Recent reports of cases involving children in state care indicate that staff go to great lengths to ensure the safety of some children suspected of sexual abuse.

The latest series of reports published by the Child Law Project includes a number of cases in which children were suspected of being sexually exploited or used for criminal purposes.

These included:

  • An unaccompanied minor who told her guardian ad litem (a court-appointed person to represent a child’s interests in legal proceedings) that she had been exploited by a man who had brought her to Ireland and that she had ‘engaged in sexual acts with him and other men’ in her home country. During a court hearing concerning an application for the youth to briefly return to her home country to visit her terminally ill mother, her guardian ad litem said that the man who had brought her to Ireland was in custody in connection with an attack on her foster parent and was being investigated on allegations of sexual abuse and exploitation;
  • A 17-year-old girl who was the subject of an application to extend a restraining order was accused of providing sexual images of herself in exchange for “money from various men who were not her friends”. The girl’s guardian ad litem’s lawyer told a court hearing that the girl believes she was to blame. The court heard that between 20 and 30 men were believed to have been involved in the incident, but the Garda on the case said “there could be more as she used Snapchat and Instagram”.
  • A teenager who had the cognitive abilities of a 10-year-old was raped while in Tusla’s care. The teenager was believed to have been sexually trafficked across the country. On one occasion, she called her guardian ad litem at 11 p.m. to say she did not know where she was and that she was cold and hungry. She was in a city two hours away from her placement. Her guardian ad litem said there had been two or three incidents where she had been picked up by men. There had been reports of abuse in her previous foster home. Tusla’s social worker also admitted that the girl had received death threats.

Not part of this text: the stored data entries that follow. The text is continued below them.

PR #612, opened 2022-02-03
Introduce a contract agreement end to end test

ndr-brt:
I think I understood that someone's already working on this, but I wanted to give a shot on this.

#### What this PR brings
A simple real end to end test (`IdsEndToEndTest`) that relies on two connectors loaded through `docker-compose` and starts a contract negotiation between them. When the consumer approves the contract agreement, the test is completed.
The test is run with a new workflow (`e2e-tests.yaml`) that can be launched without external dependencies, since all the stores are in memory.
The workflow creates a specific docker image for the test, then starts a docker-compose environment, at the end, launches the tests inside the e2e-test launcher.

#### Where it can be improved
At the moment no file transfer are executed, I guess that to have a real transfer we should wait the introduction of the data plane, otherwise we could introduce something specific for the test that will transfer something through http, but I don't know how that would be valuable.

Child Law Project Executive Director Dr Maria Corbett said the issue of exploitation of children in state care was of particular concern, noting that there were a number of such cases “and the level of support in their current care is insufficient to stabilise them and address these risks”.

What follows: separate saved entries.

PR #621, opened 2022-02-03
Minor SPI package cleanup

jimmarino:
This PR makes the following package adjustments in core-spi:

1. WaitStrategy moves from the top-level SPI package to the retry subpackage.
2. ObjectFactory and ReflectiveObjectFactory move from the top-level SPI package to the system subpackage. This removes package cycles.
3. Observable moves from the top-level SPI package to the observe subpackage.

### DIFF
--- a/spi/core-spi/src/test/java/org/eclipse/dataspaceconnector/spi/ObservableTest.java
+++ b/spi/core-spi/src/test/java/org/eclipse/dataspaceconnector/spi/ObservableTest.java
@@ -1,5 +1,6 @@
 package org.eclipse.dataspaceconnector.spi;
 
+import org.eclipse.dataspaceconnector.spi.observe.Observable;
 import org.junit.jupiter.api.Test;
 
 import static org.assertj.core.api.Assertions.assertThat;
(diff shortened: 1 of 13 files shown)


spi/core-spi/src/test/java/org/eclipse/dataspaceconnector/spi/ObservableTest.java
```diff
@@ -1,5 +1,6 @@
 package org.eclipse.dataspaceconnector.spi;
```
ndr-brt, line 1: this should go into the `observe` package

ndr-brt (approved):

spi/core-spi/src/test/java/org/eclipse/dataspaceconnector/spi/ObservableTest.java
jimmarino: ah missed that one, will do

bscholtes1A (approved):

paullatzelsperger (approved):

PR #4833, opened 2025-02-21
refactor: incorrect paramaters order in dataplane logs regarding DataFlow Id

### LINKED ISSUE #4804: fix: Incorrect parameters' order in dataplane logs regarding DataFlow Id
# Bug Report

## Describe the Bug

[In this PR](https://github.com/eclipse-edc/Connector/pull/4743) adding the DataFlow ID to the DataPlane logs, the order of the parameters added is not correct and needs to be updated.

### Expected Behavior

The log is should be printed as follows.

`Transferring from AmazonS3 to AmazonS3 for flow id: c9a1d5e9-b4a7-4a31-a508-c27a7ca61419.`

### Observed Behavior

The log is disconnected
`Transferring from c9a1d5e9-b4a7-4a31-a508-c27a7ca61419 to AmazonS3 for flow id: AmazonS3.`

> AwsS3 used as an example here, but issue applies to any type of TP.

Same is seen for `Unknown data source` and `Unknown data sink type` logs.

## Steps to Reproduce

Perform any TP and can be confirmed in the logs

## Possible Implementation

This is a very small change, only needs to update the (three) logs on [this](https://github.com/eclipse-edc/Connector/blob/main/core/data-plane/data-plane-core/src/main/java/org/eclipse/edc/connector/dataplane/framework/pipeline/PipelineServiceImpl.java) class.

bmg13:
## What this PR changes/adds

Fixes the order of the parameters in three logs in the DataPlane to ensure consistent reading of DataSource, DataDestination and DataFlowId fields in a Transfer Process.

## Why it does that

To keep logic order in log reading.

## Linked Issue(s)

Closes #4804

### DIFF
--- a/core/data-plane/data-plane-core/src/main/java/org/eclipse/edc/connector/dataplane/framework/pipeline/PipelineServiceImpl.java
+++ b/core/data-plane/data-plane-core/src/main/java/org/eclipse/edc/connector/dataplane/framework/pipeline/PipelineServiceImpl.java
@@ -108,7 +108,7 @@ public class PipelineServiceImpl implements PipelineService {
         var source = sourceFactory.createSource(request);
         sources.put(request.getProcessId(), source);
         monitor.debug(() -> format("Transferring from %s to %s for flow id: %s.",
-                request.getProcessId(), request.getSourceDataAddress().getType(), request.getDestinationDataAddress().getType()));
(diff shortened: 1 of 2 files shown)


jimmarino:
Tests?

bmg13:
> Tests?

Since this was a simple log order change, assumed no need of tests, but would avoid happening again, will add, thank you!

jimmarino (approved):

PR #4842, opened 2025-02-25
Fixed Action building logic in JsonObjectFromPolicyTransformer

### LINKED ISSUE #4838: ODRL policy output error
# Bug Report

## Describe the Bug

When outputting negotiated `Agreement`s (and policies in general), wrapped ODRL `action` entities (children of ODRL `duty` entities contained in ODRL `permission` entities) are wrapped twice, which is an error and not ODRL spec compliant.

### Expected Behavior

Valid ODRL serializations (JSON-LD) serialize `action` entities like this:

Image

### Observed Behavior

This is what the EDC serialization produces:

Image

## Steps to Reproduce

1. Negotiate some policy with aforementioned elements.
2. Call `curl -s -H "content-type: application/json" "http://localhost:29193/management/v3/contractagreements/$AGREEMENT_ID" | jq` or similar.

## Possible Implementation

The error is caused by an implementation flaw in `org/eclipse/edc/connector/controlplane/transform/odrl/from/JsonObjectFromPolicyTransformer.java`.
My PR with the fix is going to follow soon.

milux:
## What this PR changes/adds

Fixes #4838.

## Why it does that

The `action` is wrapped into another `action` under certain circumstances, which, according to our understanding of the ODRL IM, seems to be an error.

## Linked Issue(s)

Closes #4838

### DIFF
--- a/core/control-plane/control-plane-transform/src/main/java/org/eclipse/edc/connector/controlplane/transform/odrl/from/JsonObjectFromPolicyTransformer.java
+++ b/core/control-plane/control-plane-transform/src/main/java/org/eclipse/edc/connector/controlplane/transform/odrl/from/JsonObjectFromPolicyTransformer.java
@@ -264,16 +264,14 @@ public class JsonObjectFromPolicyTransformer extends AbstractJsonLdTransformer<P
             if (action == null) {
                 return actionBuilder.build();
             }
+            actionBuilder.add(ID, action.getType());
             if (action.getIncludedIn() != null || action.getConstraint() != null) {
-                actionBuilder.add(ODRL_ACTION_ATTRIBUTE, jsonFactory.createObjectBuilder().add(ID, action.getType()));
                 if (action.getIncludedIn() != null) {
                     actionBuilder.add(ODRL_INCLUDED_IN_ATTRIBUTE, action.getIncludedIn());
                 }
                 if (action.getConstraint() != null) {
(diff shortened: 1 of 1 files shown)


jimmarino:
Please see my comments in the issue on how this should be fixed (i.e. it must correspond to the DSP schema),

paullatzelsperger:
@milux please also respect our process. issues must be triaged before working on them, and you *will need a sponsor*.
in addition, there are no tests on this, which is a definite death sentence for any PR.

milux:
> @milux please also respect our process. issues must be triaged before working on them, and you _will need a sponsor_. in addition, there are no tests on this, which is a definite death sentence for any PR.
> 
> for reference: https://eclipse-edc.github.io/documentation/for-contributors/guidelines/pr-etiquette/

@paullatzelsperger I would have been happy to adapting any tests covering that code. Since I essentially only removed 2 lines, I can hardly see how this would negatively affect coverage, though.

Since the corresponding issue was already closed, that doesn't matter anymore, though.

paullatzelsperger:
> I would have been happy to adapting any tests covering that code. Since I essentially only removed 2 lines, I can hardly see how this would negatively affect coverage, though.

It may be a moot point, but still: a change like this _always_ warrants a test. If you can't see that, then that is a problem.

paullatzelsperger:
Writing tests is simply good practice and not up for debate. While our code base might be lacking in that regard on occasion, it cannot serve as reasoning to Not to strive to do better. Quite the opposite.

PR #4908, opened 2025-04-09
feat: allow multiple validators per type

### LINKED ISSUE #4892: Custom validators replace built-in validators
# Bug Report

## Describe the Bug

When registering custom validators as outlined in the [documentation](https://eclipse-edc.github.io/documentation/for-adopters/extensions/#validation), the custom validator actually replaces the built-in one.

### Expected Behavior

The custom validator is invoked _in addition to_ the built-in one.

### Observed Behavior

depending on the extension ordering, the custom validator either gets overwritten by the built-in one, or it overwrites the built-in one. 

Either way, the behaviour is non-deterministic and cannot be controlled.

## Detailed Description

In the particular case of the `JsonObjectValidatorImpl`, registering new validators replaces existing ones:

```java
@Override
public void register(String type, Validator<JsonObject> validator) {
    this.validators.put(type, validator);
}
```
Obviously, registering two validators for the same `type` (e.g. `EDC_ASSET_TYPE`) creates a conflict.

Therefor it depends on whether the built-in validator (e.g. in `AssetApiExtension`) or a custom validator is registered first. More specifically, assuming registration happens in the extension's `initialize()` method, it depends on extension initialization order.

## Possible Implementation

- either change the `validators` field of the `JsonObjectValidatorRegistryImpl` class to a `Map<String, Collection<Validator<JsonObject>>`, and change the registration semantics accordingly
- make the behaviour configurable, e.g. via a boolean flag, to specify whether other validators should be replaced or added to. in that case there may even be use for an ordering, similar to the `@Priority` annotation of `ContainerRequestFilter`s

paullatzelsperger:
## What this PR changes/adds

this PR changes the `JsonObjectValidatorRegistryImpl` such that it now contains multiple validators per type and it merges all the results of the individual validations.

## Why it does that

to easily add custom validators to built-in ones

## Further notes

## Linked Issue(s)

Closes #4892 

### DIFF
--- a/core/common/runtime-core/src/main/java/org/eclipse/edc/runtime/core/validator/JsonObjectValidatorRegistryImpl.java
+++ b/core/common/runtime-core/src/main/java/org/eclipse/edc/runtime/core/validator/JsonObjectValidatorRegistryImpl.java
@@ -20,20 +20,24 @@ import org.eclipse.edc.validator.spi.ValidationResult;
 import org.eclipse.edc.validator.spi.Validator;
 
 import java.util.HashMap;
+import java.util.HashSet;
 import java.util.Map;
+import java.util.Set;
 
 public class JsonObjectValidatorRegistryImpl implements JsonObjectValidatorRegistry {
 
-    private final Map<String, Validator<JsonObject>> validators = new HashMap<>();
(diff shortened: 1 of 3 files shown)


ndr-brt (approved):
nice and tidy :ok_hand:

She added: “For some, the situation deteriorated when their cases came to court for reconsideration and became very grim as staff struggled to keep children safe.”

She said children in the “care population” were particularly at risk, adding: “We really question whether we are adequately responding to the concerns about sexual exploitation.”

“We currently need to take another look at this in our nursing homes.”

Last year, a report by the Sexual Exploitation Research Programme at University College Dublin highlighted that children and young people, particularly girls, who are placed in institutions or disappear while in state care are victims of organised sexual exploitation by coordinated networks or gangs of sexually abusive men.

Tusla is currently conducting an investigation into current concerns about the sexual exploitation of children in residential care.